* _Problem details_
Transcribe, verbatim, every line from the start of the entries through the line that contains "- Wired up in"; include both boundary lines and omit all others.

Listed records Start Marker

PR #20, opened 2026-04-10
EKO-234: Story 2.B Client connects via WebSocket on page load

Okpala76:
## Summary

- `ClientSocket` class with null/real pattern matching the server side wrappers
- Unit tests (5) covering connection state, message send/receive, and URL validation
- Integration tests (5) covering real WebSocket connection, settled race condition guard, and auth token verification
- Wired up in `client/main.ts` so the connection opens on page load
- Learning material for the settled guard pattern in `learning/retro-settled-race-condition.md`

## What changed

| File | What |
|---|---|
| `client/clientSocket.ts` | New `ClientSocket` class with `create()`, `createNull()`, `RealClientSocket`, `StubbedClientSocket` |
| `client/main.ts` | Imports ClientSocket, connects on page load |
| `tests/client/clientSocket.test.ts` | Null tests: connection state, send, receive, URL validation |
| `tests/client/clientSocket.integration.test.ts` | Real tests: connect, settled guard paths, auth rejection/acceptance |
| `tests/infrastructure/fileStorage.integration.test.ts` | Cross platform fix for test directory paths |
| `learning/retro-settled-race-condition.md` | Retro writeup on the settled guard and test boundaries |

## Test plan

- [ ] `npm test` passes (unit tests)
- [ ] `npm run test:integration` passes (integration tests)
- [ ] Open app in browser, check DevTools > Network > WS tab shows active connection
- [ ] Close tab, confirm server `clientCount` drops

Linear: EKO-234

### DIFF
--- a/client/clientSocket.ts
+++ b/client/clientSocket.ts
@@ -63,7 +63,7 @@ export class StubbedServer {
 
 export class StubbedClientSocket implements ClientSocketInterface {
   private _isConnected = false;
-  private emiiter = new EventEmitter();
+  private emitter = new EventEmitter();
 
   get isConnected(): boolean {
     return this._isConnected;
@@ -80,7 +80,7 @@ export class StubbedClientSocket implements ClientSocketInterface {
 
   send(message: ClientMessage): Promise<void> {
     // Implementation for sending message
-    this.emiiter.emit(EVENT_MESSAGES, message);
+    this.emitter.emit(EVENT_MESSAGES, message);
 
     return Promise.resolve();
   }
@@ -90,10 +90,10 @@ export class StubbedClientSocket implements ClientSocketInterface {
   }
 
   onMessage(message: ServerMessage): void {
-    this.emiiter.emit('message', message);
+    this.emitter.emit('message', message);
   }
 
   trackMessages(): OutputTracker {
-    return new OutputTracker(this.emiiter, EVENT_MESSAGES);
+    return new OutputTracker(this.emitter, EVENT_MESSAGES);
   }
 }
--- a/client/clientSocket.ts
+++ b/client/clientSocket.ts
@@ -63,12 +63,19 @@ class RealClientSocket implements ClientSocketInterface {
 
   connect(): Promise<void> {
     return new Promise((resolve, reject) => {
+      let settled = false;
       this.socket = new WebSocket(this.url);
       this.socket.onopen = () => {
-        resolve();
+        if (!settled) {
+          settled = true;
+          resolve();
+        }
       };
       this.socket.onerror = (err) => {
-        reject(new Error(err.message satisfies string));
+        if (!settled) {
+          settled = true;
+          reject(new Error(err.message satisfies string));
+        }
       };
     });
   }
--- a/client/clientSocket.ts
+++ b/client/clientSocket.ts
@@ -1,3 +1,4 @@
+import { WebSocket } from 'ws';
 import { EventEmitter, OutputTracker } from '../server/infrastructure/output_tracker.ts';
 import { ClientMessage, ServerMessage } from '../shared/protocol.ts';
 
@@ -18,9 +19,9 @@ export class ClientSocket {
     this.client = client;
   }
 
-  //   static create(url: string): ClientSocket {
-  //     return new ClientSocket(new RealClientSocket(url));
-  //   }
+  static create(url: string): ClientSocket {
+    return new ClientSocket(new RealClientSocket(url));
+  }
 
   static createNull(): ClientSocket {
     // Implementation for null socket
@@ -45,6 +46,39 @@ export class ClientSocket {
   }
   trackMessages(): OutputTracker {
     return this.client.trackMessages();
+  }
+}
+
+class RealClientSocket implements ClientSocketInterface {
+  private socket: WebSocket | null = null;
+  private url: string;
+
+  constructor(url: string) {
+    this.url = url;
+  }
+
+  get isConnected(): boolean {
+    return this.socket !== null && this.socket.readyState === WebSocket.OPEN;
+  }
+
+  connect(): Promise<void> {
+    return new Promise((resolve) => {
+      this.socket = new WebSocket(this.url);
+      this.socket.onopen = () => {
+        resolve();
+      };
+      // this.socket.onerror = (err) => reject(err);
+    });
+  }
+
+  close(): Promise<void> {
+    return Promise.resolve();
+  }
+  send(): Promise<void> {
+    return Promise.resolve();
+  }
+  trackMessages(): OutputTracker {
+    return new OutputTracker(new EventEmitter(), '');
   }
 }
 
--- a/client/clientSocket.ts
+++ b/client/clientSocket.ts
@@ -1,0 +1,55 @@
+interface ClientSocketInterface {
+  connect(): Promise<void>;
+  close(): Promise<void>;
+  send(message: unknown): void;
+  get isConnected(): boolean;
+}
+
+export class ClientSocket {
+  private client: ClientSocketInterface;
+
+  private constructor(client: ClientSocketInterface) {
+    this.client = client;
+  }
+
+  //   static create(url: string): ClientSocket {
+  //     return new ClientSocket(new RealClientSocket(url));
+  //   }
+
+  static createNull(): ClientSocket {
+    // Implementation for null socket
+    return new ClientSocket(new StubbedClientSocket());
+  }
+
+  async connect(): Promise<void> {
+    await this.client.connect();
+  }
+
+  async close(): Promise<void> {
+    await this.client.close();
+  }
+
+  get isConnected(): boolean {
+    return this.client.isConnected;
+  }
+}
+
+export class StubbedClientSocket implements ClientSocketInterface {
+  private _isConnected = false;
+
+  connect(): Promise<void> {
+    this._isConnected = true;
+    return Promise.resolve();
+  }
+
+  close(): Promise<void> {
+    this._isConnected = false;
+    return Promise.resolve();
+  }
+
+  send(): void {}
+
+  get isConnected(): boolean {
+    return this._isConnected;
+  }
+}
--- a/client/clientSocket.ts
+++ b/client/clientSocket.ts
@@ -1,4 +1,4 @@
-import { WebSocket } from 'ws';
+import { WebSocket, ClientOptions } from 'ws';
 import { EventEmitter, OutputTracker } from '../server/infrastructure/output_tracker.ts';
 import { ClientMessage, ServerMessage } from '../shared/protocol.ts';
 
@@ -19,12 +19,13 @@ export class ClientSocket {
     this.client = client;
   }
 
-  static create(url: string): ClientSocket {
+  static create(url: string, options: ClientOptions = {}): ClientSocket {
     const parsed = new URL(url);
     if (parsed.protocol !== 'ws:' && parsed.protocol !== 'wss:') {
       throw new Error(`Invalid WebSocket URL: expected ws:// or wss://, got ${parsed.protocol}`);
     }
-    return new ClientSocket(new RealClientSocket(url));
+
+    return new ClientSocket(new RealClientSocket(url, options));
   }
 
   static createNull(): ClientSocket {
@@ -55,10 +56,12 @@ export class ClientSocket {
 class RealClientSocket implements ClientSocketInterface {
   private socket: WebSocket | null = null;
   private readonly url: string;
+  private readonly options: ClientOptions;
   private emitter = new EventEmitter();
 
-  constructor(url: string) {
+  constructor(url: string, options: ClientOptions = {}) {
     this.url = url;
+    this.options = options;
   }
 
   get isConnected(): boolean {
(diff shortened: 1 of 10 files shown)


KevinOrfas (commented):
Nice work so far! The TDD rhythm in the commits is clean and the null pattern mirrors the server side well. A few things to look at when you pick this back up:

## Small fixes

- **Typo: `emiiter`** in `client/clientSocket.ts` line 68 — should be `emitter`
- **Typo: `recieve`** in the test at `tests/client/clientSocket.test.ts` line 25 — should be `receive`

## Design thoughts

- **`StubbedClientSocket` and `StubbedServer` are both exported** — on the server side, `StubbedWebSocketServer` is kept private and only `StubbedClient` is exported (because tests access it through `simulateConnection()`). Same idea here: consumers should go through `ClientSocket.createNull()` and `simulateServer()`, so `StubbedClientSocket` doesn't need to be exported directly.

- **Sent and received messages share the same tracker** — right now `trackMessages()` emits on `'message'` for both `send()` and `onMessage()`. That means if you send a client message and then receive a server message, `tracker.data` will have both mixed together. On the server side, connections, disconnections, and messages each have their own event and tracker. Worth thinking about whether the client should distinguish between outbound and inbound, otherwise the tracker won't be very useful beyond single-action tests.

## What's left (from the story)

I know the PR description says work in progress, so just listing these so they're visible:

- [x] `create()` factory method (currently commented out)
- [x] Wire it up in `main.ts` so it connects on page load
- [x] Integration test (`clientSocket.integration.test.ts`) with a real WebSocket server

No rush on any of this. Give me a shout if you want to pair on the integration test or the `main.ts` wiring.

KevinOrfas:
# Security First: What PR #20 Taught Us

> "Education must begin with the solution of the student teacher contradiction, by reconciling the poles of the contradiction so that both are simultaneously teachers and students." Paulo Freire

This is not a lecture. This is a conversation. Read the code, answer the questions, and talk to your pair about what you notice. The goal is not to memorise rules. The goal is to train your eye so you see these things before anyone has to point them out.

## 1. The Hanging Promise

Here is the original `connect()` method. Read it carefully.

```ts
connect(): Promise<void> {
  return new Promise((resolve) => {
    this.socket = new WebSocket(this.url);
    this.socket.onopen = () => {
      resolve();
    };
    // this.socket.onerror = (err) => reject(err);
  });
}
```

**Stop and think:**

- What happens if the server is not running?
- What happens if the URL is wrong?
- The promise resolves on `onopen`. What resolves it on failure?
- If nothing resolves or rejects a promise, what happens to the caller that `await`s it?

**Try it yourself.** Paste this into a scratch file and run it:

```ts
const never = new Promise((resolve) => {
  // imagine the callback never fires
});

console.log('before await');
await never;
console.log('after await'); // does this ever print?
```

**The lesson:** Every `new Promise` needs both a resolve path AND a reject path. If you only handle the happy path, the sad path hangs forever. No error, no crash, just silence. That is worse than a crash because nobody knows something went wrong.

**Now look at the fix:**

```ts
connect(): Promise<void> {
  return new Promise((resolve, reject) => {
    let settled = false;
    this.socket = new WebSocket(this.url, this.options);
    this.socket.onopen = () => {
      if (!settled) {
        settled = true;
        resolve();
      }
    };
    this.socket.onerror = (err) => {
      if (!settled) {
        settled = true;
        reject(new Error(err.message satisfies string));
      }
    };
  });
}
```

**Questions for the pair:**

- Why is `reject` wrapped in `new Error()`? What happens if you reject with something that is not an Error?
- What is the `settled` flag doing? Can both `onopen` and `onerror` fire? (Yes, they can. Google "WebSocket onerror onclose order".)
- If we removed the `settled` guard, what would happen when both events fire?

## 2. The URL You Never Checked

Original code:

```ts
static create(url: string): ClientSocket {
  return new ClientSocket(new RealClientSocket(url));
}
```

**Stop and think:**

- What happens if someone passes `http://localhost:8080`?
- What happens if someone passes `ftp://dodgy-server.com/payload`?
- The `ws` library (the Node.js WebSocket client we use) will try to connect to anything. Should your code trust that every string it receives is a valid WebSocket URL?

**The principle:** Validate at the boundary. When data enters your system from outside (user input, config, function parameters), check it before using it. Do not assume the caller got it right.

**The fix:**

```ts
static create(url: string, options: ClientOptions = {}): ClientSocket {
  const parsed = new URL(url);
  if (parsed.protocol !== 'ws:' && parsed.protocol !== 'wss:') {
    throw new Error(
      `Invalid WebSocket URL: expected ws:// or wss://, got ${parsed.protocol}`
    );
  }
  return new ClientSocket(new RealClientSocket(url, options));
}
```

**Questions for the pair:**

- What does `new URL(url)` do if the string is not a valid URL at all? (Try it in the console.)
- Why do we check protocol specifically? What attack could a bad protocol enable?
- Should this check live in `create()` or in `RealClientSocket`'s constructor? What is the tradeoff?

## 3. The Open Door

Here is the original integration test server:

```ts
webSocketServer = WebSocketWrapper.createRawWs({ port: PORT });
await webSocketServer.start();
const client = ClientSocket.create('ws://localhost:9877');
await client.connect();
// connected! no questions asked
```

**Stop and think:**

- The server accepted the connection. Did it ask who the client was?
- Could any process on the machine connect to this port?
- In production, could any browser on the internet connect?
- What is the difference between authentication (who are you?) and authorisation (are you allowed to do this?)?

**Now look at the auth test:**

```ts
function createAuthServer(): WebSocketServer {
  return new WebSocketServer({
    port: PORT,
    verifyClient: (info, cb) => {
      const token = info.req.headers['authorization'];
      if (!token) {
        cb(false, 401, 'Unauthorized');
        return;
      }
      cb(true);
    },
  });
}

it('rejects connections without an auth token', async () => {
  rawServer = createAuthServer();
  const client = ClientSocket.create(`ws://localhost:${String(PORT)}`, {});
  await expect(client.connect()).rejects.toThrow();
});

it('connects when a valid auth header is provided', async () => {
  rawServer = createAuthServer();
  const client = ClientSocket.create(`ws://localhost:${String(PORT)}`, {
    headers: { Authorization: 'Bearer test-token' },
  });
  await client.connect();
  expect(client.isConnected).toBe(true);
  await client.close();
});
```

**Questions for the pair:**

- The `verifyClient` callback runs during the HTTP upgrade handshake, before the WebSocket connection is established. Why is that important? What if we checked auth after the connection was open?
- This test accepts any non empty token. What would a real implementation need to check?
- Where should the auth check live: the client, the server, or both? Why?
- What is `Bearer` in `Bearer test-token`? Look up "RFC 6750".

## 4. The Tests That Lied

The original integration test had this:

```ts
webSocketServer
  .close()
  .then(() => {
    expect(client.isConnected).toBe(false);
  })
  .catch(() => {
    expect(client.isConnected).toBe(true);
  });
```

This test passed. But the assertions inside `.then()` and `.catch()` never actually ran.

**Stop and think:**

- The test function is `async`. The `.then()` chain is not `await`ed. What happens?
- The test runner sees no errors thrown synchronously, so it reports green. But did it actually test anything?
- How would you prove that a test assertion is actually running? Try it.

**The lesson:** A green test is not the same as a good test. A test that never runs its assertions is worse than no test at all because it gives you false confidence. Always `await` your promises in async tests.

## 5. The Cleanup That Wasn't

Original `afterEach`:

```ts
afterEach(async () => {
  await server.close(); // closes the Fastify server
});
```

But the test created a `webSocketServer` on port 9877 that was never cleaned up in `afterEach`.

**Stop and think:**

- What happens to a port when a server is not properly closed?
- If this test file had two tests, what would happen when the second test tries to start a server on the same port?
- What is a resource leak? Can you name three types? (File handles, database connections, network ports...)

**The principle:** If you open it, close it. If you start it, stop it. Always in `afterEach`, never inside the test body, because `afterEach` runs even when the test fails.

## Your Turn

Pick one of these patterns and find it in another part of the codebase. Does our server code validate URLs? Do we clean up every resource we open? Where else might a promise hang?

Look at the code you wrote last week. What would you change?

> "Knowledge emerges only through invention and reinvention, through the restless, impatient, continuing, hopeful inquiry human beings pursue in the world, with the world, and with each other." Paulo Freire

KevinOrfas:
# Closures: A Show and Tell

> At the dojo we understand what our tools do. We do not just use them. We know how they work.

## What is a closure?

A closure is when a function remembers variables from the place where it was defined, even after that place has finished executing.

That is it. That is the whole concept.

## Show me

Open `tests/client/clientSocket.integration.test.ts` and look at this:

```ts
describe('ClientSocket auth', () => {
  const PORT = 9878;

  function createAuthServer(): WebSocketServer {
    return new WebSocketServer({
      port: PORT,   // <-- where does PORT come from?
      verifyClient: (info, cb) => {
        const token = info.req.headers['authorization'];
        if (!token) {
          cb(false, 401, 'Unauthorized');
          return;
        }
        cb(true);
      },
    });
  }

  it('rejects connections without an auth token', async () => {
    rawServer = createAuthServer();
    const client = ClientSocket.create(`ws://localhost:${String(PORT)}`);
    // ...
  });
});
```

`createAuthServer` is defined inside the `describe` block. `PORT` is defined in the `describe` block. The function uses `PORT` even though `PORT` is not a parameter and not defined inside the function.

That is a closure. `createAuthServer` "closes over" the variable `PORT`.

## Why should I care?

Because closures are everywhere in JavaScript and you are already using them. Every callback you have ever written inside a function is probably a closure.

### Example 1: Event handlers

```ts
this.socket.onopen = () => {
  resolve();  // resolve comes from the enclosing Promise constructor
};
```

`resolve` is not defined inside the arrow function. It comes from the `new Promise((resolve, reject) => { ... })` that wraps it. The arrow function closes over `resolve`.

### Example 2: The settled guard

```ts
connect(): Promise<void> {
  return new Promise((resolve, reject) => {
    let settled = false;                    // defined here

    this.socket.onopen = () => {
      if (!settled) {                       // used here
        settled = true;                     // mutated here
        resolve();
      }
    };

    this.socket.onerror = (err) => {
      if (!settled) {                       // and here
        settled = true;                     // and here
        reject(new Error(err.message));
      }
    };
  });
}
```

Two separate functions (`onopen` handler and `onerror` handler) both close over the same `settled` variable. When one sets it to `true`, the other sees the change. They share the same variable, not a copy of it.

**Question:** What would happen if each function got its own copy of `settled` instead of sharing the same one? Would the race condition guard still work?

### Example 3: The OutputTracker

```ts
export class OutputTracker {
  private _data: unknown[] = [];

  constructor(emitter: EventEmitter, eventType: string) {
    emitter.on(eventType, (data: unknown) => {
      this._data.push(data);   // this arrow function closes over `this`
    });
  }
}
```

The callback passed to `emitter.on` will fire later, possibly much later, long after the constructor has returned. But it still has access to `this._data` because the arrow function closes over `this` from the constructor scope, and then accesses `_data` as a property on it. Arrow functions do not have their own `this`. They always use the one from where they were defined.

## The mental model

Think of it like a backpack. When a function is created, it packs up all the variables from its surrounding scope and carries them along. Wherever that function goes, whatever calls it, it still has its backpack.

```
┌─────────────────────────────────────┐
│ describe('ClientSocket auth')       │
│                                     │
│   const PORT = 9878                 │
│                                     │
│   function createAuthServer() {     │
│     ┌─────────────┐                │
│     │  backpack:   │                │
│     │  PORT = 9878 │                │
│     └─────────────┘                │
│     return new WebSocketServer({    │
│       port: PORT   // from backpack │
│     });                             │
│   }                                 │
│                                     │
└─────────────────────────────────────┘
```

## Common traps

### Trap 1: The loop variable

```ts
// broken
for (var i = 0; i < 3; i++) {
  setTimeout(() => console.log(i), 100);
}
// prints: 3, 3, 3 (not 0, 1, 2)
```

Why? All three arrow functions close over the same `i`. By the time they run, the loop is done and `i` is 3.

```ts
// fixed with let (block scoped, each iteration gets its own)
for (let i = 0; i < 3; i++) {
  setTimeout(() => console.log(i), 100);
}
// prints: 0, 1, 2
```

**Question:** Why does `let` fix this but `var` does not? What is the difference in scoping?

### Trap 2: Accidental memory leaks

If a closure holds a reference to a large object, that object cannot be garbage collected as long as the closure exists.

```ts
function setup() {
  const hugeArray = new Array(1_000_000).fill('data');

  return () => {
    console.log(hugeArray.length);  // hugeArray lives forever now
  };
}

const leakyFn = setup();
// setup() finished, but hugeArray is still in memory
// because leakyFn's closure holds a reference to it
```

**Question:** How would you fix this? When is it OK and when is it a problem?

## Try it yourself

1. Open a Node REPL (`node` in your terminal)
2. Read the code below and predict the output before running it. Write your predictions down. Then type it in:

```js
function makeCounter() {
  let count = 0;
  return {
    increment: () => ++count,
    getCount: () => count,
  };
}

const counter = makeCounter();
console.log(counter.getCount());   // what does this print?
counter.increment();
counter.increment();
console.log(counter.getCount());   // what about this?
```

3. Now make a second counter: `const counter2 = makeCounter()`. Does incrementing `counter2` affect `counter`? Why or why not?

## The one sentence version

A closure is a function that remembers the variables from where it was born.

Every time you write a callback, an event handler, or a function inside another function, you are using closures. Now you know what to call it.

> At EkoHacks we do not just write code that works. We understand why it works.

Listed records End Marker

* _Response to the exercise_
PR #20, opened 2026-04-10
EKO-234: Story 2.B Client connects via WebSocket on page load

Okpala76:
## Summary

- `ClientSocket` class with null/real pattern matching the server side wrappers
- Unit tests (5) covering connection state, message send/receive, and URL validation
- Integration tests (5) covering real WebSocket connection, settled race condition guard, and auth token verification
- Wired up in `client/main.ts` so the connection opens on page load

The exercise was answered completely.